* What to work on
How many lines below contain the string "returns"? Reply with the figure and no further words.

== Extracted data ==

Issue #1153, opened 2022-06-13
Extra v2 tests


chadyj:
- [ ] Most client tests only cover happy paths at the moment, these should be updated to cover as many edge cases as we can come up with. Eg
    -  happy path without validation, eg timeouts and updates
    - Expiries
    - Anything regarding time (expiring a pairing, a session). Mock time.
- [x] Validator tests will need to be updated after or alongside better error handling work

PR #1179, opened 2022-06-22
[v2] feat: sign-client events tests

ganchoradkov:
Tests added for the following events

- session_proposal
- session_update
- session_ping
- session_event
- session_delete

ref https://github.com/WalletConnect/walletconnect-monorepo/issues/1153


packages/sign-client/test/events.spec.ts
```diff
@@ -0,0 +1,227 @@
...
+          
+          clients.A.disconnect({ topic: sessionA.topic, reason: getSdkError('USER_DISCONNECTED')});
+        } catch (e) {
+          reject(e);
+        }
+      })
+      deleteClients(clients);
+    });
+  });
+});
```
xzilja: Add new line here. This should be managed by prettier though, are you using eslint and prettier extensions in your ide?

packages/sign-client/test/events.spec.ts
```diff
@@ -0,0 +1,227 @@
...
+      expect(pairingA.topic).to.eql(uriParams.topic);
+      expect(pairingA.relay).to.eql(uriParams.relay);
+
+      if (!pairingA) throw new Error("expect pairing A to be defined");
+
+      let sessionA: SessionTypes.Struct;
+      let sessionB: SessionTypes.Struct;
+
+      await Promise.all([
+        new Promise<void>((resolve, reject) => {
```
xzilja, line 56: Honestly, you probably don't need to specify return type `<void>` in tests

xzilja (approved):
Niiiice, left few minor suggestions

packages/sign-client/test/events.spec.ts
```diff
@@ -0,0 +1,227 @@
...
+          } catch (error) {
+            reject(error);
+          }
+        })
+      ]);
+
+      deleteClients(clients)
+    });
+
+    it("session_update", async () => {
```
bkrem: Can we turn each event type into a `describe`, i.e. `describe("session_update", ...)` and then have this test inside with a description e.g. `it("emits and handles a valid session_update")`?

That way its more descriptive what the expectations are for this specific test, and lets us add regression tests or expected failure cases for each event type later.

bkrem (approved):

packages/sign-client/test/events.spec.ts
ganchoradkov: It's return `<void>` otherwise `resolve()` expects a value

PR #92, opened 2026-04-19
fix: skip axon when is_validator RPC fails in discover_validators

### LINKED ISSUE #73: discover_validators can include non-whitelisted axons when is_validator RPC fails
**Problem**
In allways/cli/dendrite_lite.py, discover_validators optionally filters metagraph axons with contract_client.is_validator(hotkey). The is_validator call is wrapped in try/except Exception, and on any exception the code executes pass and then still appends the axon to the returned list.
That means a transient RPC / contract read failure behaves like “whitelist check passed” instead of “unknown — do not trust this endpoint”.

**Impact**
User-facing flows that rely on dendrite-lite (ephemeral wallet + broadcast) may send SwapReserve / SwapConfirm synapses to validator axons that are not on-chain whitelisted validators whenever is_validator errors. That weakens the intended gate and can waste user traffic, complicate debugging, or aid abusive endpoints during outages.

**Expected behaviour**
If the whitelist cannot be verified for a given hotkey, that axon should be skipped (fail closed), with a warning log — not included by default.

**Steps to reproduce (conceptual)**

1. Call discover_validators(subtensor, netuid, contract_client=client) with a contract_client whose is_validator raises (e.g. mock / inject RPC failure).
2. Observe axons for UIDs where is_validator would have returned False (or would have errored) are still present in the returned list.

**Proposed fix**

- On exception inside the whitelist branch: bt.logging.warning(...) and continue (or retry N times then skip).
- Optionally add a metric/log field with UID + hotkey for support.

**Acceptance criteria**

- When is_validator raises, the affected axon is not returned.
- When is_validator returns False, behaviour unchanged (still excluded).
- When is_validator returns True, behaviour unchanged (still included).
- Unit test with a mocked contract_client.is_validator that raises.

nightmare0329:
Fixes #73

An exception from contract_client.is_validator() was caught with pass, which fell through to axons.append() — including the axon as if the whitelist check had passed. Replace pass with continue so a failing RPC is treated as unknown (exclude) rather than whitelisted (include).

Changes:
- allways/cli/dendrite_lite.py — pass → continue in the is_validator exception handler

### DIFF
--- a/allways/cli/dendrite_lite.py
+++ b/allways/cli/dendrite_lite.py
@@ -62,7 +62,7 @@ def discover_validators(
                 if not contract_client.is_validator(metagraph.hotkeys[uid]):
                     continue
             except Exception:
-                pass
+                continue
         axons.append(axon)
 
     return axons


nightmare0329:
@LandynDev @FairyPigDev ready for review.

===

* Solution for this task
2